Johnston, Jennifer, The Railway Station Man, London, Hamish Hamilton, 1984 (7 citations)

Leitch, Maurice, Silver’s City, London, Secker and Warburg 1981 (7 citations) McNamee, Eoin, Resurrection Man, London, Picador, 1994 (7 citations) Kiely, Benedict, Proxopera, London, Victor Gollancz, 1977 (6 citations) McLiam Wilson, Robert, Ripley Bogle, Belfast, Blackstaff 1989 (6 citations) Beckett, Mary, Give them Stones, London, Bloomsbury, 1987 (5 citations) Driscoll, Peter (1976), In Connection with Kilshaw.
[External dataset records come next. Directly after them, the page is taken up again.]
PR #156, opened 2019-12-11
Simplify and align search for annotations

nicolaiparlog:
All done. Let's bikeshed the name `Util`.

---

### DIFF
--- a/src/main/java/org/junitpioneer/jupiter/Util.java
+++ b/src/main/java/org/junitpioneer/jupiter/Util.java
@@ -1,0 +1,44 @@
+/*
+ * Copyright 2015-2020 the original author or authors.
+ *
+ * All rights reserved. This program and the accompanying materials are
+ * made available under the terms of the Eclipse Public License v2.0 which
+ * accompanies this distribution and is available at
+ *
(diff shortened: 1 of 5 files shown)


src/main/java/org/junitpioneer/jupiter/Util.java
```diff
@@ -0,0 +1,41 @@
...
+	 * <em>present</em> or <em>meta-present</em> on the test method belonging
+	 * to the specified {@code context}.
+	 */
+	public static boolean annotationPresentOnTestMethod(ExtensionContext context,
+			Class<? extends Annotation> annotationType) {
+		//@formatter:off
+        return context.getTestMethod()
+                .map(testMethod -> AnnotationSupport.isAnnotated(testMethod, annotationType))
+                .orElse(false);
+        //@formatter:on
```
jbduncan: Oops, looks like the whitespace here is misaligned. ;)

nicolaiparlog: Good catch! Some spaces snuck in. :scream:

nicolaiparlog:
I think we'll stick with `Util` for now. We can change the name when we know more about what kind of stuff accrues there.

London: Sphere , 1974 (5 citations)

Higgins, Jack, Prayer for the Dying, London, Collins, 1973 (5 citations)

Higgins, Jack, The Savage Day, London, HarperCollins 1972 (5 citations)

Lingard, Joan, The Twelfth Day of July, London, Hamish Hamilton, 1970 (5 citations) Patterson, Glenn, Burning Your Own, London, Minerva, 1993 (5 citations)

Patterson, Glenn, Fat Lad London, Chatto and Windus, 1989 (5 citations)

Powers, M.S., The Killing of Yesterday’s Children, London, Chatto and Windus, 1985 (5 citations)

In this list of seventeen novels, eight were published in the 1970s, seven were published in the 1980s and two were published in 1990s. Nine of the novels can be described as belonging to the thriller genre, Silver’s City, Harry’s Game, The Whore Mother, Proxopera, Resurrection Man, In Connection with Kilshaw, The Savage Day, Prayer for the Dying and The Killing of Yesterday’s Children. Two novels are love stories, Cal and The Railway Station Man. Four novels are best described as

bildungsromans, Shadow on our Skin, Ripley Bogle, Fat Lad and Burning your Own.

Lingard’s The Twelfth Day of July is a children’s book, and Mary Beckett’s Give them Stones is the only domestic drama in the list. There are fourteen novelists cited in this list of seventeen novels, and most of them are Northern Irish. Of the four who are not Irish, Gerald Seymour is English, Peter Driscoll is South African, Joan Lingard is Scottish but lives in Northern Ireland, and Jack Higgins comes from an Irish family. Three of the novelists are women. Two novels by Jennifer Johnston, Jack Higgins and Glenn Patterson are included on the list.

The canon identification exercise can be modified to focus on novelists rather than specific titles, because it is acknowledged that in popular fiction, it is sometimes

the overall work of the novelist rather than specific titles that are important. The criterion for selection for this part of the exercise relates to the number of times a novelist is cited in the secondary literature. It does not matter whether the critics review the novelists favourably or unfavourably. The criterion for selection is to be included at all in the critical literature. The list in ranked order is as follows:

Jennifer Johnston (21 citations) Joan Lingard (18 citations) Shaun Herron (13 citations) Jack Higgins (13 citations)

Bernard MacLaverty (12 citations) Maurice Leitch (11 citations) Glenn Patterson (11 citations) Gerald Seymour (11 citations) Robert McLiam Wilson (9 citations) Benedict Kiely (8 citations)

Deirdre Madden (8 citations) M.S. Powers (8 citations) Colin Bateman (7 citations) Eugene McCabe (7 citations) Eoin McNamee (7 citations)

There are only two novelists whose novels appear on the first list but do not appear on the second list, Peter Driscoll and Mary Beckett. Driscoll’s In Connection with

Kilshaw is cited five times, two of these citations are from articles written by Bill Rolston. None of the critics praise the novel. Mary Beckett’s Give Them Stones is cited five times. Critics tend to praise the novel. The two ranked lists provide an overview of the emerging Troubles canon. Later in the study, a number of models will be used to analyse the primary texts, and at that point it will be interesting to return to the emerging Troubles canon list and consider those novels and novelists in relation to the analysis of Troubles fiction that emerges from the application of the models.